• What to produce
Give back every record precisely.

Stored data
PR #13644, opened 2020-09-21
Update the latest g++-10 version if exists

cngzhnp:
The latest g++/gcc version(10.0) has been already released for different Linux distros, so it would be great to use it if exists on the environment.

### DIFF
--- a/scripts/bootstrap.sh
+++ b/scripts/bootstrap.sh
@@ -219,7 +219,9 @@ fetchTool()
 selectCXX()
 {
     if [ "x$CXX" = "x" ]; then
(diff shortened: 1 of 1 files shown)


jmdejoanelli:
Homebrew installs GCC 10.2.0 by default, so following the README quickstart for Unix on MacOS, `bootstrap-vcpkg.sh` fails. 

This PR fixed my issue of not being able to build vcpkg on Majave 10.14.6 with Xcode 10.2.1 and clang 10.0.1.

ras0219-msft (approved):
This LGTM, thanks for the PR!

JackBoosY:
Blocked by #13722.

PR #13645, opened 2020-09-22
[polyhook2] Update to new version

stevemk14ebr:
Updates polyhook2 to latest. Supports the triples x86-windows, x86-windows-static, x64-windows, x64-windows-static. PR tested locally on my system and all tests pass.

### DIFF
--- a/ports/polyhook2/portfile.cmake
+++ b/ports/polyhook2/portfile.cmake
@@ -3,8 +3,8 @@ vcpkg_fail_port_install(ON_ARCH "arm" "arm64" ON_TARGET "Linux" "OSX" "UWP")
 vcpkg_from_github(
     OUT_SOURCE_PATH SOURCE_PATH
     REPO stevemk14ebr/PolyHook_2_0
-    REF  b3c0baf639614c4b4ca56e5df2e9da688986917b
-    SHA512 a1fb531fcbd7d6ac084efc7a67b7a1d9e661f0e770df02db7458a311c54ca1a1f11b8be0ae438a40259603414bfb2e64bab69d45754bc910363daa912e995550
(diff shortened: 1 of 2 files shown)


ports/polyhook2/portfile.cmake
```diff
@@ -18,12 +18,6 @@ vcpkg_check_features(OUT_FEATURE_OPTIONS FEATURE_OPTIONS
     virtuals  POLYHOOK_FEATURE_VIRTUALS
 )
 
-if (VCPKG_LIBRARY_LINKAGE STREQUAL "static")
-    set(BUILD_SHARED_LIB OFF)
-else()
-    set(BUILD_SHARED_LIB ON)
-endif()
```
ras0219-msft, line 25: Could you also remove `-DPOLYHOOK_BUILD_SHARED_LIB=${BUILD_SHARED_LIB}` from the `vcpkg_configure_cmake()` directive below?

ras0219-msft (changes requested):
LGTM once the additional line is removed! Thanks for the PR!

ports/polyhook2/portfile.cmake
LilyWangL: The files in source are using `-DPOLYHOOK_BUILD_SHARED_LIB`, it can't be removed.

LilyWangL (approved):

ports/polyhook2/portfile.cmake
ras0219-msft: Then we cannot remove this `if/else/endif` block because it is defining `POLYHOOK_BUILD_SHARED_LIB`.

LilyWangL: Thanks for your reply. I got it.

LilyWangL:
Blocked by #13722.

PR #13659, opened 2020-09-22
[protobuf] Add vcpkg-cmake-wrapper.cmake

### LINKED ISSUE #13543: opencv_dnn link error
**Describe the bug**
Using the `opencv_dnn` module of the opencv package, with the `x64-windows-static` target triplet, results in a fatal linking error (LNK1120) when building using MSVC.
```
main.exe : fatal error LNK1120: 7 unresolved externals
```

**Environment**
- OS: Windows 10 64-bit
- Compiler: MSVC 19.27.29111.0
- vcpkg: f1bef4aa7ca7e2a6ea4f5dfe4850d95fce60b431

**To Reproduce**
1.  `.\vcpkg.exe install opencv:x64-windows-static`
2.  `mkdir dnn_project`
3.  Create CMakeLists.txt, and main.cpp (see below)
4.  Run the next commands in the x64 Native Tools Command Prompt for VS 2019
5.  `mkdir cmake-build-debug && cd cmake-build-debug`
6.  `cmake .. -DCMAKE_TOOLCHAIN_FILE=C:\vcpkg\scripts\buildsystems\vcpkg.cmake -DVCPKG_TARGET_TRIPLET=x64-windows-static -GNinja`
7.  `ninja`

**Expected behavior**
The project should compile and link successfully.

**Failure logs** 
-(please attached failure logs)
[error.log](https://github.com/microsoft/vcpkg/files/5225210/error.log)

**Additional context**
- main.cpp (I know that the below code results in a failed assertion at runtime, that's not the problem)
```
#include <iostream>
#include <opencv2/opencv.hpp>

int main()
{
	std::cout << "Hello, world!" << std::endl;
	cv::dnn::Net n;
	std::cout << n.dump() << std::endl;
}
```

- CMakeLists.txt
```
cmake_minimum_required(VERSION 3.0)
project(opencv_dnn_linkage_error)

find_package(OpenCV CONFIG REQUIRED)

cmake_policy(SET CMP0054 NEW)
if (POLICY CMP0091)
	cmake_policy(SET CMP0091 NEW)
endif()
# Statically link against the CRT (/MTd for Debug, else /MT)
set(CMAKE_MSVC_RUNTIME_LIBRARY "MultiThreaded$<$<CONFIG:Debug>:Debug>")
set(CMAKE_CXX_FLAGS_RELEASE "${CMAKE_CXX_FLAGS_RELEASE} /MT")
set(CMAKE_CXX_FLAGS_DEBUG "${CMAKE_CXX_FLAGS_DEBUG} /MTd")
add_compile_options(
		/permissive-
)

add_executable(main main.cpp)
target_link_libraries(main PRIVATE opencv_dnn)
```
^^ The above CMakeLists.txt can be reduced to the following without changing the error;
```
cmake_minimum_required(VERSION 3.0)
project(opencv_dnn_linkage_error)

find_package(OpenCV CONFIG REQUIRED)

add_executable(main main.cpp)
target_link_libraries(main PRIVATE opencv_dnn)
```

**Workarounds**
Building the OpenCV package with an older version of CMake seems to fix the issue.
E.g. you can use the 2020.04.zip vcpkg release (which downloads and uses CMake 3.14), and it works fine.
(If you have a later version of CMake installed on your system, vcpkg uses that while building OpenCV and you're stuck with the same problem again)

I've found the following CMake versions seems to work with the 2020.04.zip vcpkg release (newer releases require 3.17, which causes the linking error)
```
3.14.7  -- ✓
3.15.7  -- ✓
3.16.8  -- ✓
3.17.4  -- ✗
3.18.2  -- ✗
```

using the `x64-windows` triplet, instead of the `x64-windows-static` triplet seems to also work fine.
Also note that the any version of CMake seems to work when building the project in main.cpp - it only matters which version was used to build the OpenCV package.

PhoebeHui:
Fixes https://github.com/microsoft/vcpkg/issues/13543

The FindProtobuf.cmake from cmake module need set'Protobuf_USE_STATIC_LIBS' to ON to force use of the static libs, however, this is not defined in opencv, so 'PROTOBUF_USE_DLLS' defined in static link, that cause the issue.

The protubuf already set to use the vcpkg installed one in opencv4, add vcpkg-cmake-wrapper.cmake for protobuf to set the Protobuf_USE_STATIC_LIBS to ON when find the package via Module mode.


Neumann-A:
> The FindProtobuf.cmake from cmake module need set'Protobuf_USE_STATIC_LIBS' to ON to force use of the static libs, however, this is not defined in opencv, so 'PROTOBUF_USE_DLLS' defined in static link, that cause the issue.

Directly says this does not need a change in opencv but in protobuf.
Namely protobuf seems to need a `vcpkg-cmake-wrapper.cmake` to take `VCPKG_LIBRARY_LINKAGE` into account and set the appropiate define. 

Furthermore it should be checked wether or not `${name}_LIBRARY_RELEASE` and `${name}_LIBRARY_DEBUG` are always correctly set. (with name being Protobuf;Protobuf_LITE;Protobuf_PROTOC). If not these also requires correction

PhoebeHui:
@Neumann-A, thanks for your review! 

The vcpkg-cmake-wrapper for protobuf has been added, and the ${name}_LIBRARY_RELEASE and ${name}_LIBRARY_DEBUG are correctly set in FindProtobuf.cmake.

JackBoosY (approved):

ras0219-msft:
LGTM, thanks everyone!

• Response below
PR #13644, opened 2020-09-21
Update the latest g++-10 version if exists

cngzhnp:
The latest g++/gcc version(10.0) has been already released for different Linux distros, so it would be great to use it if exists on the environment.

### DIFF
--- a/scripts/bootstrap.sh
+++ b/scripts/bootstrap.sh
@@ -219,7 +219,9 @@ fetchTool()
 selectCXX()
 {
     if [ "x$CXX" = "x" ]; then
(diff shortened: 1 of 1 files shown)


jmdejoanelli:
Homebrew installs GCC 10.2.0 by default, so following the README quickstart for Unix on MacOS, `bootstrap-vcpkg.sh` fails. 

This PR fixed my issue of not being able to build vcpkg on Majave 10.14.6 with Xcode 10.2.1 and clang 10.0.1.

ras0219-msft (approved):
This LGTM, thanks for the PR!

JackBoosY:
Blocked by #13722.

PR #13645, opened 2020-09-22
[polyhook2] Update to new version

stevemk14ebr:
Updates polyhook2 to latest. Supports the triples x86-windows, x86-windows-static, x64-windows, x64-windows-static. PR tested locally on my system and all tests pass.

### DIFF
--- a/ports/polyhook2/portfile.cmake
+++ b/ports/polyhook2/portfile.cmake
@@ -3,8 +3,8 @@ vcpkg_fail_port_install(ON_ARCH "arm" "arm64" ON_TARGET "Linux" "OSX" "UWP")
 vcpkg_from_github(
     OUT_SOURCE_PATH SOURCE_PATH
     REPO stevemk14ebr/PolyHook_2_0
-    REF  b3c0baf639614c4b4ca56e5df2e9da688986917b
-    SHA512 a1fb531fcbd7d6ac084efc7a67b7a1d9e661f0e770df02db7458a311c54ca1a1f11b8be0ae438a40259603414bfb2e64bab69d45754bc910363daa912e995550
(diff shortened: 1 of 2 files shown)


ports/polyhook2/portfile.cmake
```diff
@@ -18,12 +18,6 @@ vcpkg_check_features(OUT_FEATURE_OPTIONS FEATURE_OPTIONS
     virtuals  POLYHOOK_FEATURE_VIRTUALS
 )
 
-if (VCPKG_LIBRARY_LINKAGE STREQUAL "static")
-    set(BUILD_SHARED_LIB OFF)
-else()
-    set(BUILD_SHARED_LIB ON)
-endif()
```
ras0219-msft, line 25: Could you also remove `-DPOLYHOOK_BUILD_SHARED_LIB=${BUILD_SHARED_LIB}` from the `vcpkg_configure_cmake()` directive below?

ras0219-msft (changes requested):
LGTM once the additional line is removed! Thanks for the PR!

ports/polyhook2/portfile.cmake
LilyWangL: The files in source are using `-DPOLYHOOK_BUILD_SHARED_LIB`, it can't be removed.

LilyWangL (approved):

ports/polyhook2/portfile.cmake
ras0219-msft: Then we cannot remove this `if/else/endif` block because it is defining `POLYHOOK_BUILD_SHARED_LIB`.

LilyWangL: Thanks for your reply. I got it.

LilyWangL:
Blocked by #13722.

PR #13659, opened 2020-09-22
[protobuf] Add vcpkg-cmake-wrapper.cmake

### LINKED ISSUE #13543: opencv_dnn link error
**Describe the bug**
Using the `opencv_dnn` module of the opencv package, with the `x64-windows-static` target triplet, results in a fatal linking error (LNK1120) when building using MSVC.
```
main.exe : fatal error LNK1120: 7 unresolved externals
```

**Environment**
- OS: Windows 10 64-bit
- Compiler: MSVC 19.27.29111.0
- vcpkg: f1bef4aa7ca7e2a6ea4f5dfe4850d95fce60b431

**To Reproduce**
1.  `.\vcpkg.exe install opencv:x64-windows-static`
2.  `mkdir dnn_project`
3.  Create CMakeLists.txt, and main.cpp (see below)
4.  Run the next commands in the x64 Native Tools Command Prompt for VS 2019
5.  `mkdir cmake-build-debug && cd cmake-build-debug`
6.  `cmake .. -DCMAKE_TOOLCHAIN_FILE=C:\vcpkg\scripts\buildsystems\vcpkg.cmake -DVCPKG_TARGET_TRIPLET=x64-windows-static -GNinja`
7.  `ninja`

**Expected behavior**
The project should compile and link successfully.

**Failure logs** 
-(please attached failure logs)
[error.log](https://github.com/microsoft/vcpkg/files/5225210/error.log)

**Additional context**
- main.cpp (I know that the below code results in a failed assertion at runtime, that's not the problem)
```
#include <iostream>
#include <opencv2/opencv.hpp>

int main()
{
	std::cout << "Hello, world!" << std::endl;
	cv::dnn::Net n;
	std::cout << n.dump() << std::endl;
}
```

- CMakeLists.txt
```
cmake_minimum_required(VERSION 3.0)
project(opencv_dnn_linkage_error)

find_package(OpenCV CONFIG REQUIRED)

cmake_policy(SET CMP0054 NEW)
if (POLICY CMP0091)
	cmake_policy(SET CMP0091 NEW)
endif()
# Statically link against the CRT (/MTd for Debug, else /MT)
set(CMAKE_MSVC_RUNTIME_LIBRARY "MultiThreaded$<$<CONFIG:Debug>:Debug>")
set(CMAKE_CXX_FLAGS_RELEASE "${CMAKE_CXX_FLAGS_RELEASE} /MT")
set(CMAKE_CXX_FLAGS_DEBUG "${CMAKE_CXX_FLAGS_DEBUG} /MTd")
add_compile_options(
		/permissive-
)

add_executable(main main.cpp)
target_link_libraries(main PRIVATE opencv_dnn)
```
^^ The above CMakeLists.txt can be reduced to the following without changing the error;
```
cmake_minimum_required(VERSION 3.0)
project(opencv_dnn_linkage_error)

find_package(OpenCV CONFIG REQUIRED)

add_executable(main main.cpp)
target_link_libraries(main PRIVATE opencv_dnn)
```

**Workarounds**
Building the OpenCV package with an older version of CMake seems to fix the issue.
E.g. you can use the 2020.04.zip vcpkg release (which downloads and uses CMake 3.14), and it works fine.
(If you have a later version of CMake installed on your system, vcpkg uses that while building OpenCV and you're stuck with the same problem again)

I've found the following CMake versions seems to work with the 2020.04.zip vcpkg release (newer releases require 3.17, which causes the linking error)
```
3.14.7  -- ✓
3.15.7  -- ✓
3.16.8  -- ✓
3.17.4  -- ✗
3.18.2  -- ✗
```

using the `x64-windows` triplet, instead of the `x64-windows-static` triplet seems to also work fine.
Also note that the any version of CMake seems to work when building the project in main.cpp - it only matters which version was used to build the OpenCV package.

PhoebeHui:
Fixes https://github.com/microsoft/vcpkg/issues/13543

The FindProtobuf.cmake from cmake module need set'Protobuf_USE_STATIC_LIBS' to ON to force use of the static libs, however, this is not defined in opencv, so 'PROTOBUF_USE_DLLS' defined in static link, that cause the issue.

The protubuf already set to use the vcpkg installed one in opencv4, add vcpkg-cmake-wrapper.cmake for protobuf to set the Protobuf_USE_STATIC_LIBS to ON when find the package via Module mode.


Neumann-A:
> The FindProtobuf.cmake from cmake module need set'Protobuf_USE_STATIC_LIBS' to ON to force use of the static libs, however, this is not defined in opencv, so 'PROTOBUF_USE_DLLS' defined in static link, that cause the issue.

Directly says this does not need a change in opencv but in protobuf.
Namely protobuf seems to need a `vcpkg-cmake-wrapper.cmake` to take `VCPKG_LIBRARY_LINKAGE` into account and set the appropiate define. 

Furthermore it should be checked wether or not `${name}_LIBRARY_RELEASE` and `${name}_LIBRARY_DEBUG` are always correctly set. (with name being Protobuf;Protobuf_LITE;Protobuf_PROTOC). If not these also requires correction

PhoebeHui:
@Neumann-A, thanks for your review! 

The vcpkg-cmake-wrapper for protobuf has been added, and the ${name}_LIBRARY_RELEASE and ${name}_LIBRARY_DEBUG are correctly set in FindProtobuf.cmake.

JackBoosY (approved):

ras0219-msft:
LGTM, thanks everyone!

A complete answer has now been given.